Taxpayers have paid for the “mostly advisory” CEO of the Utah Transit Authority (UTA) to travel to more than ten countries and seventeen American cities in the last eighteen months. John Inglish was UTA’s general manager until two years ago, when he was replaced and kicked upstairs to a newly created position “as severance.”

“Nice severance,” comments a reporter for the Salt Lake Tribune, who notes that UTA is paying Inglish $364,400 a year (compared with $319,360 for his replacement general manager, Michael Allegra) even though Inglish has no day-to-day responsibilities for the agency. Allegra himself travels a lot, taking 1.4 trips per month, but not as much as Inglish, who averages 1.6 trips a month.

These two are not the only UTA officials who travel a lot at taxpayers’ expense. The entire UTA board traveled to Portland to see its transit operations. The board chair has been to Australia, Hong Kong, Switzerland, and numerous American cities.

Continue reading

Commuter Rail 1, Archeological Heritage 0

Utah is so intent on building rail transit that it is willing to cook the books and systematically overestimate ridership in order to support its ridiculously expensive rail projects. One commuter-rail line, for example, is expected to attract a 6,100 new transit riders a day, or 3,050 new round trips, for a mere $612 million. At 4 percent interest, that’s enough money to give every one of those new round-trip riders a new Toyota Prius every other year for the next 30 years.

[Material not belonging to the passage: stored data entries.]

PR #7746, opened 2025-04-25
Fix 7684 make a failing test for the theorized reason and fix it

### LINKED ISSUE #7684: useDebouncedCallback flushOnUnmount does not work

scamden:
Fix #7684

### DIFF
--- a/packages/@docs/demos/src/demos/hooks/Hooks.demos.story.tsx
+++ b/packages/@docs/demos/src/demos/hooks/Hooks.demos.story.tsx
@@ -303,6 +303,11 @@ export const Demo_useDebouncedCallbackUsage = {
   render: renderDemo(demos.useDebouncedCallbackUsage),
 };
 
+export const Demo_useDebouncedCallbackUnmount = {
+  name: '⭐ Demo: useDebouncedCallbackUnmount',
+  render: renderDemo(demos.useDebouncedCallbackUnmount),
+};
+
 export const Demo_useThrottledStateUsage = {
   name: '⭐ Demo: useThrottledStateUsage',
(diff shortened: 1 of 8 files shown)


scamden:
@rtivital i believe this is ready for your review. Pretty simple fix with a few additional tests. 

I verified the OP's codesandbox works with the fix: https://codesandbox.io/p/sandbox/mantine-react-template-forked-lqrk5c

scamden:
@rtivital i think the flush ref is a little bit simpler than the fix you merged (although I love the storybook demo) would it make sense to rebase against that but keep the fix I put up here? (There’s really no need to track pending and args etc since the flush was already idempotent)

rtivital:
Sure, you are welcome to change the implementation, I was planning to merge both PRs for tests and stories

scamden:
> Sure, you are welcome to change the implementation, I was planning to merge both PRs for tests and stories

Awesome, ya i think it's a good bit simpler now, thanks. Should be good to merge if checks pass.

scamden:
> Please fix errors in tests

Whoops merge conflict got weird, should be good now

rtivital:
Thanks!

The latest development is that state archeologists have warned that a proposed commuter-rail station and mixed-use development is on a 3,000-year-old archeological site. Erectile deficiency is a common disease in men above 40 seanamic.com order levitra online but a well versed study has revealed that ED can be reversed with lifestyle changes. Health experts have recognized exercise as one of the key ingredients in Shilajit ES capsules, which is one of the best natural supplements for anti generic cialis mastercard aging, has got anti-inflammatory properties to cure knee pain and back pain. If keeping a full bladder for too long time, a male driver may get urine infection. sildenafil discount The National Popular Vote Plan will make every vote equal and will provide every voter with an equal amount of sugar. generic viagra in stores The solution? Fire the archeologists. Of course, the state maintains the firing has nothing to do with rail transit; they just don’t have the funds to keep the archeologists on staff. Maybe that’s because they are wasting so much money on rail transit.